◆ Data records ◆
● ● ● ● ● ● ●

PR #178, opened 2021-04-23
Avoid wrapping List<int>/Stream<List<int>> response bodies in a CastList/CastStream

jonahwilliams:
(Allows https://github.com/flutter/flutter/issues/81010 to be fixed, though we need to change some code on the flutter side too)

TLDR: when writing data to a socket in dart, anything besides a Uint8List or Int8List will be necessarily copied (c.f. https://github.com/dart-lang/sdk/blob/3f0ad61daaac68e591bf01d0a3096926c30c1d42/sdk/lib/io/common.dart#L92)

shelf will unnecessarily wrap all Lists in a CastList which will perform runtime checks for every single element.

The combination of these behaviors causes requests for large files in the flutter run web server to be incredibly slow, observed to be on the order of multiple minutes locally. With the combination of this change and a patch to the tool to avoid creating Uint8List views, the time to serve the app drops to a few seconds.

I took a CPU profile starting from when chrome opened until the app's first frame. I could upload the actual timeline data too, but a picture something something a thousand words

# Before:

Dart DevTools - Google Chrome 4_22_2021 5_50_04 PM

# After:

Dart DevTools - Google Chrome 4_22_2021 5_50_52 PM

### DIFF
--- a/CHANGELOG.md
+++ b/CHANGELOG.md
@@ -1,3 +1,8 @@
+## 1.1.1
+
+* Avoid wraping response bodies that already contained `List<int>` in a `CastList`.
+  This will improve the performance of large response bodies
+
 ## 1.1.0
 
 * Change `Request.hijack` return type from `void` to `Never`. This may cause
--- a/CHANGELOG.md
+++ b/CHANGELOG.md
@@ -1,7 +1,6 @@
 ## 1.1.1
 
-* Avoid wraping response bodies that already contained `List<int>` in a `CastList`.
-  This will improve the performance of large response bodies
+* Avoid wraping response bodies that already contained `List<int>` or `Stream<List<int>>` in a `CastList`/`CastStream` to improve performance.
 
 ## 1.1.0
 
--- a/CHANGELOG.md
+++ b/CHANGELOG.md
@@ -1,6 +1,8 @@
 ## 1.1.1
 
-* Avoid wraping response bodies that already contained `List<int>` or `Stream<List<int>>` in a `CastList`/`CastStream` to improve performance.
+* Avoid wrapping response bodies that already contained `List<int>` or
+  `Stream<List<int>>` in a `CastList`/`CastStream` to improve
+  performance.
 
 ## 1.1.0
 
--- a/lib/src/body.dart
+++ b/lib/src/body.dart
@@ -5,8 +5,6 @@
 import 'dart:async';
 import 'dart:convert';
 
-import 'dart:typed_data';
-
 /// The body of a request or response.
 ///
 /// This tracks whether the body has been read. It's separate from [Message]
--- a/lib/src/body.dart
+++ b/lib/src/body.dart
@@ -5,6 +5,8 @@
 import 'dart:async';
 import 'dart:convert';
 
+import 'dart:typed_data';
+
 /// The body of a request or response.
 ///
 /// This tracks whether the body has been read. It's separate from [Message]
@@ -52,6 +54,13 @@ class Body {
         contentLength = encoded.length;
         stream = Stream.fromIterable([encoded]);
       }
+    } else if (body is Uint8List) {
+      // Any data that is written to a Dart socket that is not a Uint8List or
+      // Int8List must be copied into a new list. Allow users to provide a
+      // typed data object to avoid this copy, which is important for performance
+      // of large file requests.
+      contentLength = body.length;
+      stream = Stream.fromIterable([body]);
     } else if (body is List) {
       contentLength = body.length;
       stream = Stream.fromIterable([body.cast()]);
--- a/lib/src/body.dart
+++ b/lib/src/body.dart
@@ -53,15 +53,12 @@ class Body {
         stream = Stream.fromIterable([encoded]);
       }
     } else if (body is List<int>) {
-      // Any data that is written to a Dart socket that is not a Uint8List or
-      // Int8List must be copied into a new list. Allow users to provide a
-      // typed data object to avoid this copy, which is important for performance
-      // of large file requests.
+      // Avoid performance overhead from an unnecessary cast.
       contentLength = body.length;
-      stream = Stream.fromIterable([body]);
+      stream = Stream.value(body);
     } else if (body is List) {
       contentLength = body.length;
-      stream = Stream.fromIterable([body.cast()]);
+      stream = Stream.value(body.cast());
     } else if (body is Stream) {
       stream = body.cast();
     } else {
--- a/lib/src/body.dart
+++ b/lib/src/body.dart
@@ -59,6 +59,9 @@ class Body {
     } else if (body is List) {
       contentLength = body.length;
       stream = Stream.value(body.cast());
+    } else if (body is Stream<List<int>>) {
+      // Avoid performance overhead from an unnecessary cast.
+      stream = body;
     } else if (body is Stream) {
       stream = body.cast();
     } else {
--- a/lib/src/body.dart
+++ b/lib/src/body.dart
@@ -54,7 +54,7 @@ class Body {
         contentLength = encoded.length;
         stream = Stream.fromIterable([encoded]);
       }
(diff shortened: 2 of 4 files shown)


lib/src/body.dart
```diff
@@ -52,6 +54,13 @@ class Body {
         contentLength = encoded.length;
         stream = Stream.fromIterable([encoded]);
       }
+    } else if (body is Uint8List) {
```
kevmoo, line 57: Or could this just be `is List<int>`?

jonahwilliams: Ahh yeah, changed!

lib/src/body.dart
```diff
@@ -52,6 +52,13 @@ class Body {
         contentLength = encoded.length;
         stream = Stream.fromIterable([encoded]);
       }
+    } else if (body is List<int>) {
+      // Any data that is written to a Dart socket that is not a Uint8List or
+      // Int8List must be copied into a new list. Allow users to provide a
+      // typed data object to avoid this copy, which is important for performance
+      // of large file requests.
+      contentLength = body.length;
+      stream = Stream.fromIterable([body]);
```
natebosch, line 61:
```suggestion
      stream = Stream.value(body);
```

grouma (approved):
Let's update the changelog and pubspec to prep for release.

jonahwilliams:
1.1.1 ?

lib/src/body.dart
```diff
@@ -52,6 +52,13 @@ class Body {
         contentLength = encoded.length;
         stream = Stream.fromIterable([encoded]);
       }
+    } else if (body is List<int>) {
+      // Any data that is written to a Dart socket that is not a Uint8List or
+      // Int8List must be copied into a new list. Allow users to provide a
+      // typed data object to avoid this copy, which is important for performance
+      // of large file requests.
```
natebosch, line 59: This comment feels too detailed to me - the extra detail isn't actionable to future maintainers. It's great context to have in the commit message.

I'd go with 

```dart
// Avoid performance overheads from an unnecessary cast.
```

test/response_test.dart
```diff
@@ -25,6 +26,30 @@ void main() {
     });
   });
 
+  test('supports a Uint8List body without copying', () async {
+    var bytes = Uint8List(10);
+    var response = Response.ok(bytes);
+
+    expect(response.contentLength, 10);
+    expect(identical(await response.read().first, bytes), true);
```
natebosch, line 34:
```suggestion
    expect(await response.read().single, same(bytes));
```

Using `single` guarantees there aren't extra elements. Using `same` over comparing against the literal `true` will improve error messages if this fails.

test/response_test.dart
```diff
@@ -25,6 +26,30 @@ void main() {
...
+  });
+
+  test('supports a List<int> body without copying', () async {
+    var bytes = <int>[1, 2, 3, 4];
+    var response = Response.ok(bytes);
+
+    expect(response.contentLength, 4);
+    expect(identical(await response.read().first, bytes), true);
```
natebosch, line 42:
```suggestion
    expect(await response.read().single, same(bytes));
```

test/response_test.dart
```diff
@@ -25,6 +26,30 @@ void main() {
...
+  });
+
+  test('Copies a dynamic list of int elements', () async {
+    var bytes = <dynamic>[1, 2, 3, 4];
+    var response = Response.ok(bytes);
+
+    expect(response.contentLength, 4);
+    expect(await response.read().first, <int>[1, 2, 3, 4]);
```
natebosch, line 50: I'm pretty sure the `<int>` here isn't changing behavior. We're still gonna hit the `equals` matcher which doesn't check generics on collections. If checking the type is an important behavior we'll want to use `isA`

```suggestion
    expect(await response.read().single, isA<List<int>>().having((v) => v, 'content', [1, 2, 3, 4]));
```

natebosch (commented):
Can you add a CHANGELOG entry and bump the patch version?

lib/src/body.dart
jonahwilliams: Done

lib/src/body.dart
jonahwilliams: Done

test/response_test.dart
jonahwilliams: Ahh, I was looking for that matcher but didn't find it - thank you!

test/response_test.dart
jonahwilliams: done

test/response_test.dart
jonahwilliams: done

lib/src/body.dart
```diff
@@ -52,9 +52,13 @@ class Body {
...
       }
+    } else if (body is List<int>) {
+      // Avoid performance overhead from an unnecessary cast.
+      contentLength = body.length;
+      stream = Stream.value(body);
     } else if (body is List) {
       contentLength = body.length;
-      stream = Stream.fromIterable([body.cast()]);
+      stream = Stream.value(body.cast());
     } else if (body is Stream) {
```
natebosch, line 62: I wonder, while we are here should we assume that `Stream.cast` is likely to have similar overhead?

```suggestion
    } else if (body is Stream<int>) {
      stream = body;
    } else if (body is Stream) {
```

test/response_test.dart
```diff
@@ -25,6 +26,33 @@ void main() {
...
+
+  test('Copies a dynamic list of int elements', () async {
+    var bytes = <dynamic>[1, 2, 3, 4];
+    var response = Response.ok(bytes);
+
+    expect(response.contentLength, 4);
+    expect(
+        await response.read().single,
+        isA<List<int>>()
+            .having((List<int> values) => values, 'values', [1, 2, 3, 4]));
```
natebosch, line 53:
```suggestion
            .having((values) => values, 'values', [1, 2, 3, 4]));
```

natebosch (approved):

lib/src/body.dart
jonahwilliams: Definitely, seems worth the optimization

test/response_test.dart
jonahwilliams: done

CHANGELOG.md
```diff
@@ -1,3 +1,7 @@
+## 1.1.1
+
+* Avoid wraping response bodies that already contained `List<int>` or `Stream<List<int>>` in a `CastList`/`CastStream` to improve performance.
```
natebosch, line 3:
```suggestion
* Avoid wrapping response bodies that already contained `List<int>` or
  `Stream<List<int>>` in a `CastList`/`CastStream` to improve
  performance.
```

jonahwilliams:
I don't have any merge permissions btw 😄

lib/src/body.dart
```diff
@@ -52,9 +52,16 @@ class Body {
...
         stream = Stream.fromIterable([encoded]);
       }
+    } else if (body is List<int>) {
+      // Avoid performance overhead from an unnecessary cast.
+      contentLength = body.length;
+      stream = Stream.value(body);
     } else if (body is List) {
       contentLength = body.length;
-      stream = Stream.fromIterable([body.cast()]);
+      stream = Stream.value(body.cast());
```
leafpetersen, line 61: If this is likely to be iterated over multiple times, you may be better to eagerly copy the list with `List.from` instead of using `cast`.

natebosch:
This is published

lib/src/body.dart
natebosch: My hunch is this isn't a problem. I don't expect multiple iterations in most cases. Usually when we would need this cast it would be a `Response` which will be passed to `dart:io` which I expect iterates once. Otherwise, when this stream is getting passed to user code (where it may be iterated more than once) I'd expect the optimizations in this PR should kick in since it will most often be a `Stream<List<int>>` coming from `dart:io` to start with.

● ● ● ● ● ● ●

◆ WORK REQUIRED ◆
Within the data above, find the lines that contain the word "DevTools" and copy each of them.

◆ RESPONSE TO THIS TASK ◆
Dart DevTools - Google Chrome 4_22_2021 5_50_04 PM
Dart DevTools - Google Chrome 4_22_2021 5_50_52 PM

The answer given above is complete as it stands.